__YOUR TASK__
Look below and pull out each line with the word "from".

__INPUT RECORDS__
——

PR #1563, opened 2021-02-08
Have "Handle Fetch" return error when request's streaming body is unusable

yutakahirano:
***
<a href="https://pr-preview.s3.amazonaws.com/yutakahirano/ServiceWorker/pull/1563.html" title="Last updated on Feb 18, 2021, 4:09 AM UTC (40e9e10)">Preview</a> | <a href="https://pr-preview.s3.amazonaws.com/w3c/ServiceWorker/1563/044cc99...yutakahirano:40e9e10.html" title="Last updated on Feb 18, 2021, 4:09 AM UTC (40e9e10)">Diff</a>

### DIFF
--- a/docs/index.bs
+++ b/docs/index.bs
@@ -3039,6 +3039,12 @@ spec: webappsec-referrer-policy; urlPrefix: https://w3c.github.io/webappsec-refe
                   1. Wait until |e|'s [=FetchEvent/wait to respond flag=] is unset.
                   1. If |e|'s [=FetchEvent/respond-with error flag=] is set, set |handleFetchFailed| to true.
                   1. Else, set |response| to |e|'s [=FetchEvent/potential response=].
+              1. If |response| is null and |requestBody| is not null, then:
+                  1. If |requestBody|'s [=Body/source=] is null, then:
+                      1. If |requestBody|'s [=Body/stream=] is [=Body/disturbed=] or [=Body/locked=], then return a [=network error=] and null.
+                      1. Set |requestBody| to the result of [=ReadableStream/create a proxy|creating a proxy=] for |requestBody|'s [=Body/stream=].
+                  1. Else:
+                      1. Set |requestBody| to the first component of the result of [=bodyinit/safely-extract|safely extracting=] |requestBody|'s [=Body/source=].
               1. If |e|'s <a>canceled flag</a> is set, set |eventCanceled| to true.
               1. If |fetchInstance| is [=fetch/terminated=], then [=queue a task=] to [=AbortSignal/signal abort=] on |requestObject|'s {{Request/signal}}.
 
@@ -3048,12 +3054,6 @@ spec: webappsec-referrer-policy; urlPrefix: https://w3c.github.io/webappsec-refe
 
       1. Wait for |task| to have executed or for |handleFetchFailed| to be true.
       1. If |shouldSoftUpdate| is true, then [=in parallel=] run the [=Soft Update=] algorithm with |registration|.
-      1. If |response| is null and |requestBody| is not null, then:
-          1. If |requestBody|'s [=Body/source=] is null, then:
-              1. If |requestBody|'s [=Body/stream=] is [=Body/disturbed=] or [=Body/locked=], then return a [=network error=] and null.
-              1. Set |requestBody| to the result of [=ReadableStream/create a proxy|creating a proxy=] for |requestBody|'s [=Body/stream=].
-          1. Else:
-              1. Set |requestBody| to the first component of the result of [=bodyinit/safely-extract|safely extracting=] |requestBody|'s [=Body/source=].
       1. If |respondWithEntered| is false, then:
           1. If |eventCanceled| is true, then:
               1. If |eventHandled| is not null, then [=reject=] |eventHandled| with a "{{NetworkError}}" {{DOMException}} in |workerRealm|.
--- a/docs/index.bs
+++ b/docs/index.bs
@@ -2949,8 +2949,7 @@ spec: webappsec-referrer-policy; urlPrefix: https://w3c.github.io/webappsec-refe
       : Input
       :: |request|, a [=/request=]
       : Output
-      :: |response|, null or a [=/response=]
-      :: |requestBody|, null or a [=/body=]
+      :: |response|, a [=/response=]
 
       1. Let |handleFetchFailed| be false.
       1. Let |respondWithEntered| be false.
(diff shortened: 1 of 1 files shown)


yutakahirano:
@annevk @yoichio

This is related to whatwg/fetch#1144.

docs/index.bs
```diff
@@ -2950,6 +2950,7 @@ spec: webappsec-referrer-policy; urlPrefix: https://w3c.github.io/webappsec-refe
       :: |request|, a [=/request=]
       : Output
       :: |response|, a [=/response=]
```
annevk, line 2952:
```suggestion
      :: |response|, null or a [=/response=]
```

docs/index.bs
```diff
@@ -2950,6 +2950,7 @@ spec: webappsec-referrer-policy; urlPrefix: https://w3c.github.io/webappsec-refe
...
+      :: |requestBody|, a [=/body=]
```
annevk, line 2953:
```suggestion
      :: |requestBody|, null or a [=/body=]
```

docs/index.bs
```diff
@@ -3001,21 +3006,23 @@ spec: webappsec-referrer-policy; urlPrefix: https://w3c.github.io/webappsec-refe
...
+          1. Return null and |requestBody|.
       1. If |activeWorker|'s <a>state</a> is "`activating`", wait for |activeWorker|'s <a>state</a> to become "`activated`".
       1. If the result of running the [=Run Service Worker=] algorithm with |activeWorker| is *failure*, then set |handleFetchFailed| to true.
       1. Else:
           1. Set |workerRealm| to the [=relevant realm=] of the |activeWorker|'s [=service worker/global object=].
           1. Set |eventHandled| to [=a new promise=] in |workerRealm|.
           1. [=Queue a task=] |task| to run the following substeps:
               1. Let |e| be the result of <a>creating an event</a> with {{FetchEvent}}.
+              1. If |requestBody| is not null, then:
+                  1. Set |requestBody|'s [=Body/stream=] to the result of [=ReadableStream/create a proxy|creating a proxy=] for |requestBody|'s [=Body/stream=].
```
annevk, line 3025: Shouldn't this happen much earlier? We need to essentially transfer the request body back. If we just return it there are no side effects for the service worker side and there need to be when it's backed by a stream, right?

yutakahirano: Which point do you think is the best?

Do you mean [transferring stream](https://github.com/whatwg/streams/issues/276) by "transfer"? I think what's needed is a bit different from that transferring as 

 - We don't keep chunk boundary.
 - Chunks other than Uint8Arrays are rejected.

I think we need to define a means to create such a Body and/or ReadableStream in the fetch spec, but I don't want it to block streaming upload - it is an existing problem for Response.body, too.

annevk: It became a problem when we added streams. I think now would be a good time to solve it.

And what I mean is that if body is a stream with a null source, service workers needs to transfer ownership back to fetch, such that invoking `req.text()` will start failing afterwards. Presumably this applies to all cases where we return null.

yutakahirano: Ah, thank you. What do you think about the latest one then?

docs/index.bs
```diff
@@ -2962,26 +2963,30 @@ spec: webappsec-referrer-policy; urlPrefix: https://w3c.github.io/webappsec-refe
       1. Let |workerRealm| be null.
       1. Let |eventHandled| be null.
       1. Let |fetchInstance| be the instance of the [=/fetch=] algorithm representing the ongoing fetch.
+      1. Let |requestBody| be |request|'s [=request/body=].
       1. Assert: |request|'s [=request/destination=] is not "<code>serviceworker</code>".
       1. If |request|'s [=request/destination=] is either "<code>embed</code>" or "<code>object</code>", then:
-          1. Return null.
+          1. Return null and |requestBody|.
```
annevk, line 2969: How is this case not impacted? Is that because there's not even a fetch event for these? Maybe we should return null and null there for clarity to indicate nothing could have changed?

docs/index.bs
```diff
@@ -2962,26 +2963,30 @@ spec: webappsec-referrer-policy; urlPrefix: https://w3c.github.io/webappsec-refe
...
-          1. If |registration| is null or |registration|'s <a>active worker</a> is null, return null.
+          1. If |registration| is null or |registration|'s <a>active worker</a> is null, return null and |requestBody|.
           1. If |request|'s [=request/destination=] is not {{RequestDestination/"report"}}, set |reservedClient|'s <a>active service worker</a> to |registration|'s <a>active worker</a>.
           1. If |request| is a [=navigation request=], |registration|'s [=navigation preload enabled flag=] is set, |request|'s [=request/method=] is \`<code>GET</code>\`, and |registration|'s [=active worker=]'s <a>set of event types to handle</a> [=set/contains=] <code>fetch</code>, then:
 
               Note: If the above is true except |registration|'s [=active worker=]'s <a>set of event types to handle</a> **does not** contain <code>fetch</code>, then the user agent may wish to show a console warning, as the developer's intent isn't clear.
 
-              1. Let |preloadRequest| be the result of [=request/cloning=] the request |request|.
+              1. Let |preloadRequest| be a copy of |request|, except for its [=request/body=].
```
annevk, line 2986: I don't see why we cannot clone here. Body will still have its source afterwards.

docs/index.bs
```diff
@@ -3032,6 +3039,12 @@ spec: webappsec-referrer-policy; urlPrefix: https://w3c.github.io/webappsec-refe
                   1. Wait until |e|'s [=FetchEvent/wait to respond flag=] is unset.
                   1. If |e|'s [=FetchEvent/respond-with error flag=] is set, set |handleFetchFailed| to true.
                   1. Else, set |response| to |e|'s [=FetchEvent/potential response=].
+              1. If |response| is null and |requestBody| is not null, then:
+                  1. If |requestBody|'s [=Body/source=] is null, then:
+                      1. If |requestBody|'s [=Body/stream=] is [=Body/disturbed=] or [=Body/locked=], then return a [=network error=] and null.
```
annevk, line 3044: You want =Body/unusable= here.

docs/index.bs
```diff
@@ -3032,6 +3039,12 @@ spec: webappsec-referrer-policy; urlPrefix: https://w3c.github.io/webappsec-refe
                   1. Wait until |e|'s [=FetchEvent/wait to respond flag=] is unset.
                   1. If |e|'s [=FetchEvent/respond-with error flag=] is set, set |handleFetchFailed| to true.
                   1. Else, set |response| to |e|'s [=FetchEvent/potential response=].
+              1. If |response| is null and |requestBody| is not null, then:
+                  1. If |requestBody|'s [=Body/source=] is null, then:
```
annevk, line 3043: This is unfortunate, but indeed something we're stuck with. Not sure if that's worth pointing out somehow.

annevk (commented):
I think this mostly looks good and I think I also misunderstood some things initially. Left suggestions for improvements.

yutakahirano:
Fixed the PR per the discussion at whatwg/fetch#1144.

docs/index.bs
```diff
@@ -3032,6 +3032,7 @@ spec: webappsec-referrer-policy; urlPrefix: https://w3c.github.io/webappsec-refe
                   1. Wait until |e|'s [=FetchEvent/wait to respond flag=] is unset.
                   1. If |e|'s [=FetchEvent/respond-with error flag=] is set, set |handleFetchFailed| to true.
                   1. Else, set |response| to |e|'s [=FetchEvent/potential response=].
+              1. If |response| is null, |request|'s [=request/body=] is not null, |request|'s [=request/body=]'s [=Body/source=] is null, and |request|'s [=request/body=] is [=Body/unusable=], set |handleFetchFailed| to true.
```
annevk, line 3035: The second check here is redundant with checking whether it is unusable. In order for a body to be unusable it has to be non-null.

yutakahirano: Makes sense, but I'd keep this because the next change added a cancel step.

annevk (approved):
Probably also needs review from a service worker maintainer.

yutakahirano:
@jakearchibald , can you take a look? This is part of whatwg/fetch#1144.

docs/index.bs
```diff
@@ -3032,6 +3032,9 @@ spec: webappsec-referrer-policy; urlPrefix: https://w3c.github.io/webappsec-refe
                   1. Wait until |e|'s [=FetchEvent/wait to respond flag=] is unset.
                   1. If |e|'s [=FetchEvent/respond-with error flag=] is set, set |handleFetchFailed| to true.
                   1. Else, set |response| to |e|'s [=FetchEvent/potential response=].
+              1. If |response| is null, |request|'s [=request/body=] is not null, and |request|'s [=request/body=]'s [=Body/source=] is null, then:
+	          1. If |request|'s [=request/body=] is [=Body/unusable=], set |handleFetchFailed| to true.
+		  2. Else, [=ReadableStream/cancel=] |request|'s [=request/body=] with undefined.
```
MattiasBuelens, line 3037: The steps are numbered incorrectly, see screenshot:
image

I think it's because the indentation is inconsistent (tabs mixed with spaces). Also, all numbered steps should be prefixed with `1.`, we shouldn't have a `2.` in there.
```suggestion
              1. If |response| is null, |request|'s [=request/body=] is not null, and |request|'s [=request/body=]'s [=Body/source=] is null, then:
                  1. If |request|'s [=request/body=] is [=Body/unusable=], set |handleFetchFailed| to true.
                  1. Else, [=ReadableStream/cancel=] |request|'s [=request/body=] with undefined.
```

MattiasBuelens (changes requested):

docs/index.bs
yutakahirano: Thank you!

jakearchibald (approved):
LGTM! Glad this turned out so simple.

jakearchibald:
@yutakahirano are you happy for this to be merged?

yutakahirano:
Yeah, thank you!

——

__RESPONSE TO THE TASK__
Do you mean [transferring stream](https://github.com/whatwg/streams/issues/276) by "transfer"? I think what's needed is a bit different from that transferring as 
Probably also needs review from a service worker maintainer.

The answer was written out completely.